Deelip: Can tell me a little about yourself and what you do at Perkins?
Jim: I am the Engineering Manager at Perkins Specialized Transportation Contracting. I have been with the company for 11 years. I am a long term Autodesk product user. Since joining the company, I have led the firm to using 3D design methods with AutoCAD & Inventor.
Deelip: I’ve seen the Road Train video on YouTube. It’s pretty overwhelming. Can you give me examples of things that will get transported using it?
Jim: There is a constant growth in the size and weights that companies want to transport. A trend towards “modularization” vs “stick building” has also contributed to larger payloads. Process vessels with thick walls for high pressure and electrical transformers weighing several hundred tons are representative examples.
Deelip: What kind of terrain can it drive on? I know precious little about heavy hauling but have little (dangerous) knowledge about center of gravity. How do you take care of roads with banked turns?
Jim: Here is a diagram that shows how the 48 axle dolly groups are separated into 4 groups.
All of the axles have 21.5” of lift. So if the roadway is sloped the leftmost axles may be fully extended and the rightmost axles may be collapsed to accommodate the slope (or vice versa). The separation into 4 dolly groupings will allow for the front axles to navigate a slope in one direction and the rear axles to navigate slope in the other direction. That separation also allows the transporter to manoeuvre much like a serpent.
Deelip: What’s the top speed of the road train and how many people are actually required to drive it?
Jim: The top speed is about 25 mph. There are a few roads up a mountain pass that are continuously sloped uphill for several miles. For these “long pulls” we have the primary tractor pulling and four tractors pushing. There are five drivers participating. When we are navigate a tight turn in a metropolitan area, the composition of the crew changes to use fewer drivers and use more crew members steering the individual dollies with remote devices. These complex turns are achieved at walking speed or less. Crew for turn navigation is three drivers and eight monitoring and controlling from the ground.

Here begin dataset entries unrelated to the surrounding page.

PR #481, opened 2025-10-08
ENG-947  dragging and/or clicking on section header crashes the sidebar

sid597:
## Summary by CodeRabbit

* **Bug Fixes**
  * Sidebar configuration now stays in sync when initial settings change, preventing stale layouts.
  * Clicking a section title without sub-items no longer triggers unintended navigation.
  * Chevron actions only apply when a section has sub-items, reducing accidental clicks.

* **Refactor**
  * Simplified sidebar item click logic to make interactions more predictable and consistent.

PR #506, opened 2025-10-19
ENG-974 Sidebar crashing test branch

mdroidian:
for testing only
https://discoursegraphs.com/releases/roam/eng-947-sidebar-crash-testing


mdroidian:
fixed in #481

PR #512, opened 2025-10-23
ENG-975: Propagate errors aggressively when upsert of content+embeddings fail.

maparent:
This will avoid creating orphan concepts.


maparent:
This is a minimalist version that solves ENG-975 issue with the least changes, until we agree on approach.

sid597 (approved):
LGTM

PR #518, opened 2025-10-26
ENG-1004 add a buffer, so we do not miss any change

maparent:
As described in [ENG-976](https://linear.app/discourse-graphs/issue/ENG-976/repair-sync-function), some roam changes happen after start of query. and if we query for changes starting at start of query, some will be skipped. The full solution would be [ENG-999](https://linear.app/discourse-graphs/issue/ENG-999/allow-sync-table-to-know-latest-timestamp-handled), but we can have a short-term fix with a simple time buffer.

### DIFF
--- a/apps/roam/src/utils/syncDgNodesToSupabase.ts
+++ b/apps/roam/src/utils/syncDgNodesToSupabase.ts
@@ -422,7 +422,8 @@ export const createOrUpdateDiscourseEmbedding = async (showToast = false) => {
     }
     claimed = true;
     const allUsers = await getAllUsers();
-    const time = (lastUpdateTime || DEFAULT_TIME).toISOString();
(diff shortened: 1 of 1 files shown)


sid597 (approved):
LGTM!

So we have eventually consistent system and I wonder re.

> I noticed this morning that the current strategy misses some nodes. We assume that, if we give the start of the task as point of reference, we will get all the modified nodes. But the query has a bit of a lag, so some nodes modified just after the query start are not included in the query result (see "skipped" in my gist, which I did see turn up in logs.)

that not having the latest nodes created just after loading the graph is fine because the assumption is that the sync takes all the nodes upto that point and uploads them. So what we are saying to the user is that "you have access to embeddings to all the nodes that were created just before you opened your instance of this graph" because new nodes could also be created by other users as the sync is going on, we don't provide any guarantees about consistency

PR #490, opened 2025-10-14
[ENG-869] Key figure

trangdoan982:
https://www.loom.com/share/dad6f94dbbf54d9693562f53a4dffe38

## Summary by CodeRabbit

* **New Features**
  * Added boolean field support in settings, including a “Key image” option for node types.
  * Discourse nodes can automatically display a key image (first image in the note) when enabled.
  * Nodes now auto-resize to fit title, subtitle, and image for improved readability.
  * Selecting an existing note preloads the key image when available for faster, smoother rendering.

PR #522, opened 2025-10-27
[ENG-869] Key figure

trangdoan982:
https://www.loom.com/share/11478ad987614ae4bdee0c0c61504fa8

Old PR comments can be found here: https://github.com/DiscourseGraphs/discourse-graph/pull/490

## Summary by CodeRabbit

* **New Features**
  * Added a boolean "key image" option to node-type settings.
  * Canvas nodes can preload and display a key image from linked files.
  * Node dimensions are now calculated dynamically from title, type and image.
  * Nodes auto-resize (and respect manual resizing) to better fit text and images.

### DIFF
--- a/apps/obsidian/src/utils/measureNodeText.ts
+++ b/apps/obsidian/src/utils/measureNodeText.ts
@@ -1,15 +1,29 @@
 import {
   MIN_NODE_WIDTH,
   MAX_NODE_WIDTH,
+  CONTAINER_PADDING,
+  CONTAINER_BORDER_WIDTH,
+  CONTAINER_BORDER_RADIUS,
+  TITLE_MARGIN,
+  TITLE_FONT_SIZE,
+  TITLE_LINE_HEIGHT,
+  TITLE_FONT_WEIGHT,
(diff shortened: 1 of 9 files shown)


trangdoan982:
@coderabbitai full review

trangdoan982:
@coderabbitai full review

apps/obsidian/src/utils/measureNodeText.ts
```diff
@@ -0,0 +1,74 @@
...
+export const measureNodeText = ({
+  title,
+  subtitle,
+}: {
+  title: string;
+  subtitle: string;
+}): { w: number; h: number } => {
+  // Create a container matching the actual component structure
+  const container = document.createElement("div");
+  container.style.setProperty("position", "absolute");
```
mdroidian, line 41: We should be careful about setting literal values here.  If they change in the component, the measurement will be off.  And it's probably a good assumption that they will change sooner than later. 😁

mdroidian (approved):
I would suggest not using literal values for the `measureNodeText`, but other than that, LGTM 👍

PR #530, opened 2025-11-03
[ENG-1026] Fix default node tags and improve lint for node type setting

trangdoan982:
Since our validator will discard any tag setting with `#` in it, we want to make sure our default values also reflect this constraint

### DIFF
--- a/apps/obsidian/src/components/NodeTypeSettings.tsx
+++ b/apps/obsidian/src/components/NodeTypeSettings.tsx
@@ -8,7 +8,7 @@ import { ConfirmationModal } from "./ConfirmationModal";
 import { getTemplateFiles, getTemplatePluginInfo } from "~/utils/templates";
 
 const generateTagPlaceholder = (format: string, nodeName?: string): string => {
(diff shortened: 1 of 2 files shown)


apps/obsidian/src/components/NodeTypeSettings.tsx
```diff
@@ -8,7 +8,7 @@ import { ConfirmationModal } from "./ConfirmationModal";
 import { getTemplateFiles, getTemplatePluginInfo } from "~/utils/templates";
 
 const generateTagPlaceholder = (format: string, nodeName?: string): string => {
-  if (!format) return "Enter tag (e.g., clm-candidate or #clm-candidate)";
```
maparent, line 11: Nit: given the field width, we cannot see the placeholder. I would broaden the field for that reason only.
Another nit, probably out of scope: You look for the ` - {content}` pattern, but the format validation logic only checks for the existence of `{content}`, without the dash.

maparent (approved):
A small nit, I would recommend making the tag field larger, but otherwise lgtm.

Deelip: Out of sheer stupid curiosity, what kind of mileage does the road train give you?
Jim: The Road Train gets about ¼ mile per gallon.
Deelip: I hear that you used Autodesk software in the design of this machine. Which products did you use and for what purpose?
Jim: We started concept development sketches in AutoCAD as elevation views. Quite similar to the one in the top of this drawing.
As the concept looked more and more encouraging we passed it to Inventor Professional for further 3D development. Perkins Specialized sought out the “best of breed” vendors for different parts of the Road Train. The suspension axles and steering were procured from Europe and the frames and overhead beams were manufactured in a neighboring state. We received STEP files of the axles and steering linkages from the European vendor and imported them in Inventor. We applied constraints to the steering linkages such that when the towbar was moved to activate the steering all linkages would engage and turn the axles as they would once the equipment was manufactured. We carefully examined that there would be not be interferences with the frame (another component fabricated elsewhere). So we used Inventor as a “Systems Integrator” to watch over and direct our vendors. We also made use of the stress analysis capabilities of Inventor to analyze and refine the main support beams. See stop block and support beam in the first drawing above.
Deelip: Did you pick Autodesk products after evaluating other options? If so, what made you go with Autodesk solutions?
Jim: We are predisposed to Autodesk products just because of long-term familiarity with their product set. We have made some Ansys software purchases and continuously monitor other software capabilities. Nothing in the marketplace has shaken our line of thinking about using Autodesk provided software as our fundamental building block.
Deelip: Are there some specific improvements that you would like to see in the Autodesk products that you use?
Jim: The ability to perform a “least mass” structural optimization for our structural frames is an appealing idea. As you know, Autodesk is offering this feature as a “cloud based” option. This offering was a little late for our Road Train project but we will look at it in the future.
Deelip: Is there anything else that you would like to add?
Jim: Perkins Specialized routinely shows a potential client their cargo situated in our 3D transport equipment. This helps us win many bids. With the bundling of 3ds Max into our product suite we will begin showing more realistic renderings to potential customers.